Steiner, Ralph
American (1899-1986) Cleveland, OH
In 1928, Steiner met Paul Strand, whose views on photography greatly impacted him. Steiner embraced the medium's capability to render surfaces in accurate detail and to capture complex formal relationships. His photographs of various subjects in the urban environment have a clean, modernist sense of composition. In his pictures of towering skyscrapers, for example, taken from a low vantage point looking up, Steiner creates crisp geometric arrangements of negative space, while in other images he depicts shadows on the ground as they coalesce into unusual abstract shapes.
In the late 1920s, Steiner began making films, and he joined the Film and Photo League in New York at Strand's encouragement. At first, Steiner's films were openly experimental, including poetic investigations such as his early short film H20, which explores the visual and kinetic qualities of water. Over time, Steiner became increasingly interested in social activism, and he began to make documentary films in a more realist style. In 1936, he worked alongside Paul Strand as a cinematographer on Pare Lorentz's production The Plow that Broke the Plains, and three years later, he co-directed The City with Willard Van Dyke. A social documentary featuring music by Aaron Copeland, this latter film premiered at the 1939 World's Fair in New York to critical acclaim. Subsequently, Steiner worked in Hollywood for five years before returning East and resuming his earlier vocation as an editorial photographer.

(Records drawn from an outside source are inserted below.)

PR #642, opened 2024-07-08
Add M5 Unified support (M5 Stick C Plus 2, M5 Stack Core 2)

### LINKED ISSUE #582: Update from M5Core2 to M5Unified
It looks like all of the M5 support has been unified into a single library, and the old individual stuff for the M5 Stick / Stack/ Plus/ Core2/ etc will go away.

Someone should move us to the unified lib!

### LINKED ISSUE #618: New M5StickC Plus2 doesn't work
I tried to upload project as old M5stickc plus and did not work,
don't reach wifi config. someone has experience ?

davepl:
## Description
Moves all M5-based projects to the unified M5 stack

Fixes #582. Fixes #618.


davepl:
Can’t believe I didn’t know how to spell Cylon :-). Whoops!  I’ve only heard it on TV, not read it in books…

Std::size should be used in place of ARRAYSIZE

On the PSRAM, not sure what you’re advocating for.  If you run your own MENUCONFIG for the ESP kit, you can set it to even do static data allocations out of PSRAM, but I was under the impression that since we use the Arduino version, we’re stuffed with the one and only MENUCONFIG setup they offer, so we have to do it ourselves.

No?

_ Dave

include/effects/strip/faneffects.h
```diff
@@ -1067,8 +1067,8 @@ class FireFanEffect : public LEDStripEffect
     {
       for (int i = 0; i < CellCount(); i++)
       {
-        int coolingAmount = random(0, Cooling);
-        abHeat[i] = ::max(0.0, abHeat[i] - coolingAmount * (2.0 - g_Analyzer._VURatio));
+          float coolingAmount = random_range(0.0f, 2.0f);
```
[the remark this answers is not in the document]
rbergen: I think the "problem" with the indentation is that the file uses 2-space indentation, where the project heavily leans towards 4 spaces. As the inconsistency is applied in a consistent manner within the block, I'm now going to conclude I've just used my yearly quota of words-spent-on-spaces.

include/effects/strip/misceffects.h
```diff
@@ -503,6 +503,97 @@ class TwinkleEffect : public LEDStripEffect
...
+    SilonEffect() : LEDStripEffect(EFFECT_MATRIX_SILON, "SilonEffect")
+    {
+    }
+
+    SilonEffect(const JsonObjectConst& jsonObject)
+      : LEDStripEffect(jsonObject)
+    {
+    }
+
+    int _offset = 0;
```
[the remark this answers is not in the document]
rbergen: Would it? I think an unsigned would underflow to the maximum value of the unsigned type when 1 gets subtracted from 0, which would make the "less than 0" condition _harder_ to identify.

include/globals.h
```diff
@@ -903,14 +985,70 @@ extern RemoteDebug Debug;           // Let everyone in the project know about it
...
     #if !(ELECROW)
         #define TOGGLE_BUTTON_1         37
         #define TOGGLE_BUTTON_2         39
     #endif
 
+#elif HELMET
+
+    // This project is set up as a 48x16 matrix of 16x16 WS2812B panels such as: https://amzn.to/3ABs5DK
+    // It uses an M5StickCPlus which has a microphone and LCD built in:  https://amzn.to/3CrvCFh
+    // It displays a spectrum analyzer and music visualizer
```
rbergen, line 1000: I think this comment concerns the Spectrum project?

include/globals.h
```diff
@@ -903,14 +985,70 @@ extern RemoteDebug Debug;           // Let everyone in the project know about it
...
+    #define ENABLE_AUDIOSERIAL              0   // Report peaks at 2400baud on serial port for PETRock consumption
+    #define ENABLE_WIFI                     1   // Connect to WiFi
+    #define WAIT_FOR_WIFI                   0   // Hold in setup until we have WiFi - for strips without effects
+    #define TIME_BEFORE_LOCAL               2   // How many seconds before the lamp times out and shows local content
+    #define ENABLE_WEBSERVER                1   // Turn on the internal webserver
+    #define ENABLE_NTP                      1   // Set the clock from the web
+    #define ENABLE_OTA                      0   // Accept over the air flash updates
+    #define ENABLE_REMOTE                   1   // IR Remote Control
+    #define ENABLE_AUDIO                    1   // Listen for audio from the microphone and process it
+    #define COLORDATA_SERVER_ENABLED        0
```
rbergen, line 1017: I think we can remove this line, considering the `#if USE_PSRAM`/`#else` block that follows which also contains it for both cases.

platformio.ini
```diff
@@ -13,7 +13,7 @@
 ; default_envs to the project you wish to build.  There are project configs for various different
 ; NightDriver projects ranging from WiFi LED Strip to the simple lantern candle:
 ;
-; demo          Simple WS2812B strip controller, runs a rainbow on PIN 5
+; demo          Simple WS2812B strip contro ller, runs a rainbow on PIN 5
```
rbergen, line 16: I think we can continue spelling "controller" as one word ;)

platformio.ini
```diff
@@ -496,6 +506,23 @@ build_flags     = -DSPECTRUM=1
                   ${dev_m5stick-c-plus.build_flags}
 board_build.partitions = config/partitions_custom_noota.csv
 
+[env:spectrum2]
+extends         = dev_m5stick-c-plus2
+build_flags     = -DSPECTRUM=1
+                  -DSHOW_VU_METER=1
+                  -DM5STICKCPLUS2=1
```
rbergen, line 513: This line can be removed. It's in included in the `dev_m5stick-c-plus2` section build flags.

samples/videoserver/pcstats.py
```diff
@@ -15,7 +15,7 @@
 
 # Dependencies
 
-from PIL import Image, ImageDraw, ImageFont     # python3 -m pip install pillow
+from PIL import Image, ImageDraw, ImageFont     # python3` -m pip install pillow`
```
rbergen, line 18: I'm guessing the addition of the back ticks happened by accident? I don't think they will work in the copy/pasted command.

include/effects/strip/misceffects.h
```diff
@@ -503,6 +503,97 @@ class TwinkleEffect : public LEDStripEffect
...
+
+// PDPGridEffect
+// 
+// A Display for the front of the PDP-11/34
+
+class PDPGridEffect : public LEDStripEffect
+{
+  public:
+
+    PDPGridEffect() : LEDStripEffect(EFFECT_MATRIX_PDPGRID, "PDPGRIDEffect")
```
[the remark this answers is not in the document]
rbergen: I agree.

rbergen (commented):
Note: some of my comments are responses to @robertlipe's comments. I've been told by others that GitHub can make it difficult to follow these threads when consumed via email. So, it may be best (if not necessary?) to view the review on GitHub.

So I do have a few comments, but no deal-breakers as far as I'm concerned. I'll push an update to this PR to add an M5StickC Plus2 project to the web installer, and address some of my own (textual) comments in that. 

@davepl I'll leave up to you which of Robert's and my remaining comments you want to process before you merge.

include/effects/strip/misceffects.h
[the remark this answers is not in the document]
rbergen: No worries. You definitely made me look at that bit of code with more attention than I otherwise would have. :)

prschguy1:
Hello Dave, thanks for your work on getting us to the new library. I had tried doing that, but had failed to get it working. That being said, it seems your spectrum display is processing artifacts, rather than actual audio. I have included a couple of photos. 1 in the fork preview you provided, and 1 loaded from 11/18/2023. Both are in glass containers, under a slight vacuum. As you can see, m5 plus, plus 2, and stack 2 are processing audio that just isn't there. I don't think this is something that can be addressed with noise floor settings. Hoping you can get this figured out. Additionally, I was using the original soundanalyzer.h files for m5 stack for other esp32 boards. Perhaps that code could be kept. and re-named as misc
20240713_045324_resized
20240713_051315_resized
-digital mic or other. Just my 2 cents.

Craig

davepl:
Yup, I’m aware of it, and unfortunately do not have a good solution.  Doesn’t mean there isn’t one, but someone with a bigger brain than mine might need to look at soundanalyzer.h

Long story short, with the M5 Unified library, the levels never go down, they seem to auto-gain.  It’s the same MIC…

I’d rather not have multiple M5 impls, but if someone can get the old i2s code to work on all the M5s, that’d likely solve it and would be a good solution.

Mostly I’d like to avoid the copout solution of “it works better on old M5s” and I guess I’m using that as a forcing function to get it fixed!

- Dave

rbergen:
Merging after out-of-band alignment with @davepl.

PR #643, opened 2024-07-12
Parallelize Web Installer build

### LINKED ISSUE #644: Build instructions should document requirements
I'm making this a bugreport because it'll probably take a few of us (esp. those that are multi-OS and have ability to make blank OS images for testing...) to produce a list of requirements.

## Bug report
New developers, following our instructions, can run into errors like this:

file:///NightDriverStrip-yulc/site/node_modules/vite/bin/vite.js:7
    await import('source-map-support').then((r) => r.default.install())
    ^^^^^

SyntaxError: Unexpected reserved word
    at Loader.moduleStrategy (internal/modules/esm/translators.js:133:18)
    at async link (internal/modules/esm/module_job.js:42:21)

**Problem**

**Steps**

1.  Follow instructions.
2.  Observe build failure.
3.  Become sad. Start drinking.

**Example**
We should probably have a section of doc that lists requirements for installing
* Platformio
* (Does ESP-IDF have to be separately installed?)
* Vite
(any other npm kind of stuff?)

**Notes**
For MacOS, I know 'brew install vite' is the (a) solution to above.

At the end of the 1960s, Steiner relocated to Vermont. After making three more films, he devoted himself to photographing clouds for nearly twenty years, primarily on the coast of Maine and in Oaxaca, Mexico. Clouds have been of longstanding interest to painters throughout the history of art. In photography, the subject is often associated with Alfred Stieglitz, who made photographs of clouds entitled Equivalents, believing them to appeal directly to the subconscious mind. Steiner similarly saw the evocative potential in cloud formations, although he felt the meaning of any given image was far more mercurial than his predecessor. Leaving his works deliberately untitled, he invites viewers to use their imaginations and provide their own titles, which, in his estimation, becomes a process of testing out different descriptions and metaphors. In 1985, shortly before his death, Steiner published a book of these studies, In Pursuit of Clouds.